Instructions for the task —
Examine the entries below, count the lines holding the string "multiaddress", and respond with the number only.

[Saved data entries]
※ ※ ※

PR #3632, opened 2025-10-21
removing mix repo as dependency and using mix from libp2p repo

chaitanyaprem:
## Description
Remove separate mix dependency and use the mix version that is part of nim-libp2p.
Had to make min version `1.14.2` as there was a fix done in mix without which waku-mix won't compile.

Deliverable: https://github.com/waku-org/nwaku/pull/3617

## Issue

closes #

### DIFF
--- a/waku/waku_mix/protocol.nim
+++ b/waku/waku_mix/protocol.nim
@@ -117,19 +117,14 @@ proc startMixNodePoolMgr*(mix: WakuMix) {.async.} =
     mix.populateMixNodePool()
  ]#
 
-proc getPeerIdFromMultiAddr*(multiAddr: string): Result[PeerId, string] =
-  let parts = multiAddr.split("/")
-  if parts.len != 7:
-    return err("Invalid multiaddress format")
-  ok(PeerId.init(parts[6]).get())
-
 proc toMixNodeTable(bootnodes: seq[MixNodePubInfo]): Table[PeerId, MixPubInfo] =
   var mixNodes = initTable[PeerId, MixPubInfo]()
   for node in bootnodes:
-    let peerId = getPeerIdFromMultiAddr(node.multiAddr).valueOr:
+    let pInfo = parsePeerInfo(node.multiAddr).valueOr:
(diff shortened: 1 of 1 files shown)


jm-clius (approved):
Will leave decision on when to merge up to you, but LGTM

waku/waku_mix/protocol.nim
```diff
@@ -117,14 +116,35 @@ proc startMixNodePoolMgr*(mix: WakuMix) {.async.} =
   heartbeat "Updating mix node pool", 5.seconds:
     mix.populateMixNodePool()
  ]#
+
+proc getPeerIdFromMultiAddr*(multiAddr: string): Result[PeerId, string] =
+  let parts = multiAddr.split("/")
+  if parts.len != 7:
+    return err("Invalid multiaddress format")
+  ok(PeerId.init(parts[6]).get())
```
NagyZoltanPeter: Can't we use existing parse functionality `parsePeerInfo`?
https://github.com/waku-org/nwaku/blob/f097c1d19d6d2a30714b1176541ae0cc4ad19dea/waku/waku_core/peers.nim#L220

I agree this is just about to strip out peerId but I would rather avoid rely on some magic number `7`.
WDYT?

NagyZoltanPeter (approved):
LGTM!!! Only one small remark I had, if you may find it useful.
Do you think we need this into release under preparation?

waku/waku_mix/protocol.nim
chaitanyaprem: Thanks, was not aware something like this existed. 
Agree that we can instead use this rather than having another logic. 
Will update the same.

fryorcraken:
> > Do you think we need this into release under preparation?
> 
> Not sure as this only changes usage of mix in libp2p rather than separate dependency. Maybe @fryorcraken can comment if this is needed.

Well, I still cannot make a clean usage of nimble with nwaku (see https://discord.com/channels/864066763682218004/1430384784294547542/1430775598745387028 on Vac Discord). So the removal of any nimble related complexity is welcome.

※ ※ ※

Output for this task —
2